22 Mar 2025 |
caleb | OMG, when?! | 01:44:53 |
moparisthebest | We've been using it for years, wait, no one told you? | 01:44:59 |
| * caleb hooks a telegraph key up to his computer. | 01:45:32 |
caleb | Now I really want to do telegraphy over XMPP. | 01:51:42 |
silverwizard | pulse dialing doesn't work over JMP sadly | 01:59:09 |
silverwizard | I tried last night | 01:59:14 |
caleb | > pulse dialing doesn't work over JMP sadly
This sounds like something the client should handle. | 02:00:27 |
silverwizard | sure, I could probably write a SIP client that parses pulse tones, but my buttset was easier to connect to an ATA | 02:02:17 |
caleb | silverwizard, what I'm getting at is that my ATA handles pulse dialing. No need for JMP to handle it. | 02:03:51 |
silverwizard | wait yours does, damn | 02:05:37 |
caleb | Grandstream HT802. Haven't tested it. I use a push-button phone, because phone menus need tones. | 02:06:16 |
caleb | How do I delete all the browser saved data for app.cheogram.com? | 03:03:48 |
Mike | Depends on your browser | 03:06:04 |
caleb | Mozilla. | 03:06:23 |
moparisthebest | Not if you put your hard drive in a blender | 03:06:28 |
Mike | But probably just click on the lock icon and hit clear site data or something | 03:06:32 |
moparisthebest | That works for any browser | 03:06:40 |
Mike | > Not if you put your hard drive in a blender
But will it BLEND? | 03:06:48 |
caleb | In a Vitamix. | 03:07:56 |
Mike | Vitamix 5200 64oz. God's intended blender. | 03:08:33 |
moparisthebest | Send video | 03:08:36 |
Mike | Whatever happened to drive in restaurants | 03:09:17 |
John. | > Thanks! I'll try that out. Any SIP clients you particularly like?

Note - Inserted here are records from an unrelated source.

PR #19654, opened 2017-10-30
sqlccl: add a function from tabledesc -> spans for zone configs

danhhz:
GenerateSubzoneSpans constructs from a TableDescriptor the entries mapping
zone config spans to subzones for use in the SubzoneSpans field of
config.ZoneConfig. SubzoneSpans controls which splits are created, so only
the spans corresponding to entries in subzones are returned.

Zone configs target indexes and partitions via `subzones`, which are attached
to a table-scoped row in `system.zones`. Each subzone represents one index
(primary or secondary) or one partition (or subpartition) and contains the
usual zone config constraints. They are saved to `system.zones` sparsely
(only when set by a user) and are the most specific entry in the normal
cluster-default/database/table/subzone config hierarchy.

Each non-interleaved index and partition can be mapped to spans in the
keyspace. Indexes and range partitions each map to one span, while each list
partition maps to one or more spans. Each partition span is contained by some
index span and each subpartition span is contained by one of its parent
partition's spans. The spans for a given level of a range partitioning
(corresponding to one `PARTITION BY` in sql or one `PartitionDescriptor`) are
disjoint, but the spans for a given level of a list partitioning may overlap
if DEFAULT is used. A list partitioning which includes both (1, DEFAULT) and
(1, 2) will overlap with the latter getting precedence in the zone config
hierarchy. NB: In a valid PartitionDescriptor, no partitions with the same
number of DEFAULTs will overlap (this property is used by
`indexCoveringsForPartitioning`).

These subzone spans are kept denormalized to the relevant `system.zone` row
for performance. Given a TableDescriptor, the spans for every
index/partition/subpartition are created, filtered out if they don't have a
config set for them, and precedence applied (via `OverlapCoveringMerge`) to
produce a set of non-overlapping spans, which each map to a subzone. There
may be "holes" (uncovered spans) in this set.

The returned spans are returned in exactly the format required by
`system.zones`. They must be sorted and non-overlapping. Each contains an
IndexID, which maps to one of the input `subzones` by indexing into the
slice. As space optimizations, all `Key`s and `EndKey`s of `SubzoneSpan` omit
the common prefix (the encoded table ID) and if `EndKey` is equal to
`Key.PrefixEnd()` it is omitted.

Release Note: none

### DIFF
--- a/pkg/ccl/sqlccl/zone.go
+++ b/pkg/ccl/sqlccl/zone.go
@@ -1,0 +1,258 @@
+// Copyright 2017 The Cockroach Authors.
+//
+// Licensed as a CockroachDB Enterprise file under the Cockroach Community
+// License (the "License"); you may not use this file except in compliance with
+// the License. You may obtain a copy of the License at
+//
+//     https://github.com/cockroachdb/cockroach/blob/master/LICENSE
+
+package sqlccl
+
+import (
+	"bytes"
+
+	"github.com/cockroachdb/cockroach/pkg/keys"
+
+	"github.com/cockroachdb/cockroach/pkg/ccl/utilccl/intervalccl"
+	"github.com/cockroachdb/cockroach/pkg/config"
+	"github.com/cockroachdb/cockroach/pkg/roachpb"
+	"github.com/cockroachdb/cockroach/pkg/sql/parser"
+	"github.com/cockroachdb/cockroach/pkg/sql/sqlbase"
+	"github.com/pkg/errors"
+)
+
+// GenerateSubzoneSpans constructs from a TableDescriptor the entries mapping
+// zone config spans to subzones for use in the SubzoneSpans field of
+// config.ZoneConfig. SubzoneSpans controls which splits are created, so only
+// the spans corresponding to entries in subzones are returned.
+//
+// Zone configs target indexes and partitions via `subzones`, which are attached
+// to a table-scoped row in `system.zones`. Each subzone represents one index
+// (primary or secondary) or one partition (or subpartition) and contains the
+// usual zone config constraints. They are saved to `system.zones` sparsely
+// (only when set by a user) and are the most specific entry in the normal
+// cluster-default/database/table/subzone config hierarchy.
+//
+// Each non-interleaved index and partition can be mapped to spans in the
+// keyspace. Indexes and range partitions each map to one span, while each list
+// partition maps to one or more spans. Each partition span is contained by some
+// index span and each subpartition span is contained by one of its parent
+// partition's spans. The spans for a given level of a range partitioning
+// (corresponding to one `PARTITION BY` in sql or one `PartitionDescriptor`) are
+// disjoint, but the spans for a given level of a list partitioning may overlap
+// if DEFAULT is used. A list partitioning which includes both (1, DEFAULT) and
+// (1, 2) will overlap with the latter getting precedence in the zone config
+// hierarchy. NB: In a valid PartitionDescriptor, no partitions with the same
+// number of DEFAULTs will overlap (this property is used by
+// `indexCoveringsForPartitioning`).
+//
+// These subzone spans are kept denormalized to the relevant `system.zone` row
+// for performance. Given a TableDescriptor, the spans for every
+// index/partition/subpartition are created, filtered out if they don't have a
+// config set for them, and precedence applied (via `OverlapCoveringMerge`) to
+// produce a set of non-overlapping spans, which each map to a subzone. There
+// may be "holes" (uncovered spans) in this set.
+//
+// The returned spans are returned in exactly the format required by
+// `system.zones`. They must be sorted and non-overlapping. Each contains an
+// IndexID, which maps to one of the input `subzones` by indexing into the
+// slice. As space optimizations, all `Key`s and `EndKey`s of `SubzoneSpan` omit
+// the common prefix (the encoded table ID) and if `EndKey` is equal to
+// `Key.PrefixEnd()` it is omitted.
+func GenerateSubzoneSpans(
+	tableDesc *sqlbase.TableDescriptor, subzones []config.Subzone,
+) ([]config.SubzoneSpan, error) {
+	a := &sqlbase.DatumAlloc{}
+
+	subzoneIndexByIndexID := make(map[sqlbase.IndexID]int32)
+	subzoneIndexByPartition := make(map[string]int32)
+	for i, subzone := range subzones {
+		if len(subzone.PartitionName) > 0 {
+			subzoneIndexByPartition[subzone.PartitionName] = int32(i)
+		} else {
+			subzoneIndexByIndexID[sqlbase.IndexID(subzone.IndexID)] = int32(i)
+		}
+	}
+
+	var indexCovering intervalccl.Covering
+	var partitionCoverings []intervalccl.Covering
+	if err := tableDesc.ForeachNonDropIndex(func(idxDesc *sqlbase.IndexDescriptor) error {
+		_, indexSubzoneExists := subzoneIndexByIndexID[idxDesc.ID]
+		if indexSubzoneExists {
+			idxSpan := tableDesc.IndexSpan(idxDesc.ID)
+			// Each index starts with a unique prefix, so (from a precedence
+			// perspective) it's safe to append them all together.
+			indexCovering = append(indexCovering, intervalccl.Range{
+				Start: idxSpan.Key, End: idxSpan.EndKey,
+				Payload: config.Subzone{IndexID: uint32(idxDesc.ID)},
+			})
+		}
+
+		var emptyPrefix []parser.Datum
+		indexPartitionCoverings, err := indexCoveringsForPartitioning(
+			a, tableDesc, idxDesc, &idxDesc.Partitioning, subzoneIndexByPartition, emptyPrefix)
+		if err != nil {
+			return err
+		}
+		// The returned indexPartitionCoverings are sorted with highest
+		// precedence first. They all start with the index prefix, so cannot
+		// overlap with the partition coverings for any other index, so (from a
+		// precedence perspective) it's safe to append them all together.
+		partitionCoverings = append(partitionCoverings, indexPartitionCoverings...)
+
+		// TODO(dan): A bunch of this logic is easier if we disallow setting
+		// zone configs on indexes that are interleaved into another index.
+		// InterleavedBy is fine, so using the root of the interleave hierarchy
+		// will work. It is expected that this is sufficient for real-world use
+		// cases. Revisit this restriction if that expectation is wrong.
+		indexUsed := indexSubzoneExists || len(indexPartitionCoverings) > 0
+		if indexUsed && len(idxDesc.Interleave.Ancestors) > 0 {
+			return errors.Errorf("cannot set a zone config for interleaved index %s; "+
+				"set it on the root of the interleaved hierarchy instead", idxDesc.Name)
+		}
+
+		return nil
+	}); err != nil {
+		return nil, err
+	}
+
+	// OverlapCoveringMerge returns the payloads for any coverings that overlap
+	// in the same order they were input. So, we require that they be ordered
+	// with highest precedence first, so the first payload of each range is the
+	// one we need.
+	ranges := intervalccl.OverlapCoveringMerge(append(partitionCoverings, indexCovering))
+
+	// NB: This assumes that none of the indexes are interleaved, which is
+	// checked above.
+	sharedPrefix := keys.MakeTablePrefix(uint32(tableDesc.ID))
+
+	var subzoneSpans []config.SubzoneSpan
+	for _, r := range ranges {
+		payloads := r.Payload.([]interface{})
+		if len(payloads) == 0 {
+			continue
+		}
+		subzoneSpan := config.SubzoneSpan{
+			Key:    bytes.TrimPrefix(r.Start, sharedPrefix),
+			EndKey: bytes.TrimPrefix(r.End, sharedPrefix),
+		}
+		var ok bool
+		if subzone := payloads[0].(config.Subzone); len(subzone.PartitionName) > 0 {
+			subzoneSpan.SubzoneIndex, ok = subzoneIndexByPartition[subzone.PartitionName]
+		} else {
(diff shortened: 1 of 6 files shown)


benesch:
:raised_hands: 

Going to make time for this tomorrow. Barely scratched the surface tonight.

---

Reviewed 4 of 4 files at r1.
Review status: 4 of 6 files reviewed at latest revision, all discussions resolved, all commit checks successful.

---



*Comments from [Reviewable](https://reviewable.io:443/reviews/cockroachdb/cockroach/19654#-:-KxpvbeskiqrTTbgKLdA:b-gjzz9b)*

benesch:
Reviewed 4 of 4 files at r1, 2 of 2 files at r2.

---

*[pkg/ccl/sqlccl/zone.go, line 176 at r2](https://reviewable.io:443/reviews/cockroachdb/cockroach/19654#-Kxu6cpc96wF1eCwKPu6:-Kxu6cpc96wF1eCwKPu7:b-34q2zz) ([raw file](https://github.com/cockroachdb/cockroach/blob/4df7e00fa7cc2f490655190b0e4121e84839a72a/pkg/ccl/sqlccl/zone.go#L176)):*
> ```Go
> 
> 	if len(partDesc.List) > 0 {
> 		// The returned spans are required to be ordered with hightest
> ```

"hightest"

---

*[pkg/ccl/sqlccl/zone.go, line 225 at r2](https://reviewable.io:443/reviews/cockroachdb/cockroach/19654#-Kxu6PNa9uZCpayAbBQd:-Kxu6PNa9uZCpayAbBQe:bp4vxws) ([raw file](https://github.com/cockroachdb/cockroach/blob/4df7e00fa7cc2f490655190b0e4121e84839a72a/pkg/ccl/sqlccl/zone.go#L225)):*
> ```Go
> 					return nil, err
> 				}
> 				colTypes[i] = column.Type.ToDatumType()
> ```

`colTypes` seems unused here too?

---

*[pkg/sql/create.go, line 1143 at r1](https://reviewable.io:443/reviews/cockroachdb/cockroach/19654#-Kxu15_rKSJS5XtcpSWo:-Kxu15_siRuk-8onMYHt:b-nv2ai4) ([raw file](https://github.com/cockroachdb/cockroach/blob/fa498184e01bd22d5637ff217f9c675fc5410986/pkg/sql/create.go#L1143)):*
> ```Go
> ) ([]byte, error) {
> 	if len(tuple.Exprs) != len(cols) {
> 		return nil, errors.Errorf("partition has %d columns but %d values were supplied",
> ```

This makes my ears bleed a little bit, but I assume you're doing it for consistency with error messages elsewhere?

---

*[pkg/sql/sqlbase/structured.go, line 1323 at r1](https://reviewable.io:443/reviews/cockroachdb/cockroach/19654#-Kxu3FqLaygWe3uMkQel:-Kxu3FqM8sgXleeLXsyd:b-94xuil) ([raw file](https://github.com/cockroachdb/cockroach/blob/fa498184e01bd22d5637ff217f9c675fc5410986/pkg/sql/sqlbase/structured.go#L1323)):*
> ```Go
> 			return nil, nil, err
> 		}
> 		colTypes[i] = column.Type.ToDatumType()
> ```

`colTypes` seems unused?

Also seems like constructing this col map deserves its own helper on `IndexDescriptor`.

---

*[pkg/sql/sqlbase/structured.go, line 1428 at r1](https://reviewable.io:443/reviews/cockroachdb/cockroach/19654#-Kxu5k5A2wYuKSs288gg:-Kxu5k5A2wYuKSs288gh:b-fyul69) ([raw file](https://github.com/cockroachdb/cockroach/blob/fa498184e01bd22d5637ff217f9c675fc5410986/pkg/sql/sqlbase/structured.go#L1428)):*
> ```Go
> 				); err != nil {
> 					return err
> 				}
> ```

Huh, it's not at all clear to me why you had to move this into the loop.

---

*[pkg/sql/sqlbase/structured.go, line 1827 at r1](https://reviewable.io:443/reviews/cockroachdb/cockroach/19654#-Kxu2D21EOkMENV251ek:-Kxu2D21EOkMENV251el:bmhd1bx) ([raw file](https://github.com/cockroachdb/cockroach/blob/fa498184e01bd22d5637ff217f9c675fc5410986/pkg/sql/sqlbase/structured.go#L1827)):*
> ```Go
> 	if desc.IsPhysicalTable() && desc.PrimaryIndex.Name == name {
> 		return desc.PrimaryIndex, false, nil
> 	}
> ```

:flushed: I'm shocked this worked before.

---


*Comments from [Reviewable](https://reviewable.io:443/reviews/cockroachdb/cockroach/19654)*

danhhz:
Review status: 3 of 6 files reviewed at latest revision, 6 unresolved discussions, some commit checks pending.

---

*[pkg/ccl/sqlccl/zone.go, line 176 at r2](https://reviewable.io:443/reviews/cockroachdb/cockroach/19654#-Kxu6cpc96wF1eCwKPu6:-KxxIMTTIxVuHOLcSohH:b-896fix) ([raw file](https://github.com/cockroachdb/cockroach/blob/4df7e00fa7cc2f490655190b0e4121e84839a72a/pkg/ccl/sqlccl/zone.go#L176)):*

"hightest"
</blockquote></details>

Done.

---

*[pkg/ccl/sqlccl/zone.go, line 225 at r2](https://reviewable.io:443/reviews/cockroachdb/cockroach/19654#-Kxu6PNa9uZCpayAbBQd:-KxxI_KEY_1avAtw2EuP:b-896fix) ([raw file](https://github.com/cockroachdb/cockroach/blob/4df7e00fa7cc2f490655190b0e4121e84839a72a/pkg/ccl/sqlccl/zone.go#L225)):*

`colTypes` seems unused here too?
</blockquote></details>

Done.

---

*[pkg/sql/create.go, line 1143 at r1](https://reviewable.io:443/reviews/cockroachdb/cockroach/19654#-Kxu15_rKSJS5XtcpSWo:-KxxIdvOv8_hQrbrf8NP:b5p7ho3) ([raw file](https://github.com/cockroachdb/cockroach/blob/fa498184e01bd22d5637ff217f9c675fc5410986/pkg/sql/create.go#L1143)):*

This makes my ears bleed a little bit, but I assume you're doing it for consistency with error messages elsewhere?
</blockquote></details>

yup. i looked into this after this merged and noticed that we don't do "foo(s)" anywhere else

---

*[pkg/sql/sqlbase/structured.go, line 1323 at r1](https://reviewable.io:443/reviews/cockroachdb/cockroach/19654#-Kxu3FqLaygWe3uMkQel:-KxxIyIUZuVNER9ruvBD:bjol7yb) ([raw file](https://github.com/cockroachdb/cockroach/blob/fa498184e01bd22d5637ff217f9c675fc5410986/pkg/sql/sqlbase/structured.go#L1323)):*
> colTypes seems unused?

Done

> Also seems like constructing this col map deserves its own helper on IndexDescriptor.

We're only doing a prefix, which is a probably a weird use. I think instead I'd rather define a nil map passed to EncodePartialIndexKey to mean the datums are in the same order as the columns, so we can save the construction (and allocation) of the map. Don't particularly want to add that to this PR though

---

*[pkg/sql/sqlbase/structured.go, line 1428 at r1](https://reviewable.io:443/reviews/cockroachdb/cockroach/19654#-Kxu5k5A2wYuKSs288gg:-KxxJbDRCLFqg_PYnVbe:b-uq5spv) ([raw file](https://github.com/cockroachdb/cockroach/blob/fa498184e01bd22d5637ff217f9c675fc5410986/pkg/sql/sqlbase/structured.go#L1428)):*

Huh, it's not at all clear to me why you had to move this into the loop.
</blockquote></details>

lol at BEFORE MERGE leaking here. done

---

*[pkg/sql/sqlbase/structured.go, line 1827 at r1](https://reviewable.io:443/reviews/cockroachdb/cockroach/19654#-Kxu2D21EOkMENV251ek:-KxxNUKrJnXtJZjB44pt:b-8mbbe0) ([raw file](https://github.com/cockroachdb/cockroach/blob/fa498184e01bd22d5637ff217f9c675fc5410986/pkg/sql/sqlbase/structured.go#L1827)):*

:flushed: I'm shocked this worked before.
</blockquote></details>

I briefly glanced at the existing calls and they're all editing indexes, which we don't allow for primary keys

---


*Comments from [Reviewable](https://reviewable.io:443/reviews/cockroachdb/cockroach/19654)*

benesch:
This mostly LGTM, but need to wrap my head around the overlap covering
merges one last time.

benesch:
:lgtm: modulo one question below

---

Reviewed 3 of 3 files at r3, 2 of 2 files at r4.

---

*[pkg/ccl/sqlccl/zone.go, line 80 at r4](https://reviewable.io:443/reviews/cockroachdb/cockroach/19654#-Kxy0sLRVFesSQZ_nncB:-Kxy0sLRVFesSQZ_nncC:b-y6n139) ([raw file](https://github.com/cockroachdb/cockroach/blob/cea0312b682f2cd40fb085f1386e98b314ce44c1/pkg/ccl/sqlccl/zone.go#L80)):*
> ```Go
> 	var partitionCoverings []intervalccl.Covering
> 	if err := tableDesc.ForeachNonDropIndex(func(idxDesc *sqlbase.IndexDescriptor) error {
> 		_, subzoneIncludesIndex := subzoneIndexByIndexID[idxDesc.ID]
> ```

optional nit: I think this would be better called `indexHasSubzone` or `indexSubzoneExists`. In my mind `subzoneIncludesIndex` is semantically equivalent to `indexUsed` (i.e., whether any subzone, including partition subzones, refers to the index), when it is in fact a subset.

---

*[pkg/ccl/sqlccl/zone.go, line 111 at r4](https://reviewable.io:443/reviews/cockroachdb/cockroach/19654#-Kxy1sat7m5x7XtApwUM:-Kxy1sat7m5x7XtApwUN:b-y2l7tk) ([raw file](https://github.com/cockroachdb/cockroach/blob/cea0312b682f2cd40fb085f1386e98b314ce44c1/pkg/ccl/sqlccl/zone.go#L111)):*
> ```Go
> 		if indexUsed && len(idxDesc.Interleave.Ancestors) > 0 {
> 			return errors.Errorf("cannot set a zone config for interleaved index %s. "+
> 				"set it on the root of the interleaved hierarchy instead", idxDesc.Name)
> ```

optional nit: I _think_ we normally use semicolons in cases like these. (You should check me on that.) There's a zone config error that's something like "cannot set zone config on system config table; try setting it on the "system" database instead", at least.

---

*[pkg/ccl/sqlccl/zone.go, line 247 at r4](https://reviewable.io:443/reviews/cockroachdb/cockroach/19654#-Kxy3JY0znqNzoz_9MIv:-Kxy3JY0znqNzoz_9MIw:b-76mdum) ([raw file](https://github.com/cockroachdb/cockroach/blob/cea0312b682f2cd40fb085f1386e98b314ce44c1/pkg/ccl/sqlccl/zone.go#L247)):*
> ```Go
> 			newPrefixDatums := append(prefixDatums, datums...)
> 			subpartitionCoverings, err := indexCoveringsForPartitioning(
> 				a, tableDesc, idxDesc, &p.Subpartitioning, relevantPartitions, newPrefixDatums)
> ```

Since ranges can't have subpartitions is this codepath ever taken? In fact, can we just remove the `Subpartitioning` field from `message PartitioningDescriptor_Range`? Fine with me to punt that to another commit  but would prefer to drop the recursion (or `panic("unreachable")`) if it's indeed unused.

---


*Comments from [Reviewable](https://reviewable.io:443/reviews/cockroachdb/cockroach/19654#-:-Kxy5DXpKtrV5AVHIzrR:bljfdn0)*

benesch:
Discussed via Slack. Happy to leave the range subpartioning stuff to a
follow up PR.

danhhz:
Thanks for the reviews! This one was complicated

---

Review status: 5 of 6 files reviewed at latest revision, 8 unresolved discussions, some commit checks pending.

---

*[pkg/ccl/sqlccl/zone.go, line 80 at r4](https://reviewable.io:443/reviews/cockroachdb/cockroach/19654#-Kxy0sLRVFesSQZ_nncB:-Kxy7HSnE5Q46xXxehCS:bifpk69) ([raw file](https://github.com/cockroachdb/cockroach/blob/cea0312b682f2cd40fb085f1386e98b314ce44c1/pkg/ccl/sqlccl/zone.go#L80)):*

optional nit: I think this would be better called `indexHasSubzone` or `indexSubzoneExists`. In my mind `subzoneIncludesIndex` is semantically equivalent to `indexUsed` (i.e., whether any subzone, including partition subzones, refers to the index), when it is in fact a subset.
</blockquote></details>

went with indexSubzoneExists

---

*[pkg/ccl/sqlccl/zone.go, line 111 at r4](https://reviewable.io:443/reviews/cockroachdb/cockroach/19654#-Kxy1sat7m5x7XtApwUM:-Kxy6h88HCpVzFKazSJj:bq2in8x) ([raw file](https://github.com/cockroachdb/cockroach/blob/cea0312b682f2cd40fb085f1386e98b314ce44c1/pkg/ccl/sqlccl/zone.go#L111)):*

optional nit: I _think_ we normally use semicolons in cases like these. (You should check me on that.) There's a zone config error that's something like "cannot set zone config on system config table; try setting it on the "system" database instead", at least.
</blockquote></details>

good enough for me. the period was bugging me too

---

*[pkg/ccl/sqlccl/zone.go, line 247 at r4](https://reviewable.io:443/reviews/cockroachdb/cockroach/19654#-Kxy3JY0znqNzoz_9MIv:-Kxy6oZgX4brJpoZ9pB5:b-2cn1x) ([raw file](https://github.com/cockroachdb/cockroach/blob/cea0312b682f2cd40fb085f1386e98b314ce44c1/pkg/ccl/sqlccl/zone.go#L247)):*

Since ranges can't have subpartitions is this codepath ever taken? In fact, can we just remove the `Subpartitioning` field from `message PartitioningDescriptor_Range`? Fine with me to punt that to another commit  but would prefer to drop the recursion (or `panic("unreachable")`) if it's indeed unused.
</blockquote></details>

you are correct. i'm working on removing "support" for subpartitioning of ranges right now in a local branch, so i'd rather leave this for that followup

---


*Comments from [Reviewable](https://reviewable.io:443/reviews/cockroachdb/cockroach/19654#-:-Kxy7qmy_jkXg7UwLdD2:bcrxhaw)*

Linphone has been mentioned as being the prototypical example; it has many bells and whistles and is a flagship product of its developer. However, GNOME Calls deserves a shout-out, and to a lesser extent GNU Jami. GNOME Calls is commonly a staple of mobile GNU/Linux distributions like Mobian. In addition to supporting SIP it's probably the easiest way to use ModemManager to hook into a genuine cellular modem in a device. | 03:24:22 |
John. | Actually this can probably be a lot easier than you think. I have a USB audio device with an RJ11 port to interface telephone handsets with computers (maybe the name "Magic Jack" rings a bell...) and it simply exposes a phone handset as a microphone/speaker pair. It's true that button presses will be sent over the wire as tones just like in the ordinary phone network, but there's at least one program I saw in Debian in passing that can parse the tones. From there it would probably be easy to have a daemon listening for phone key presses and which then converts it into a tel , xmpp , or sip URI for the number. I bet someone has done this already—making a fake Linux input device that turns DTMF tones into key presses would be am elegant and straightforward solution. I haven't gotten around to this yet but it's on my roadmap. My mother has a rotary phone that belonged to my great grandmother I'd like to get up and running with JMP.chat | 03:32:07 |
helloagain | > Morse code over cheogram
😂 | 04:00:00 |
johnxian | > maybe the name "Magic Jack" rings a bell...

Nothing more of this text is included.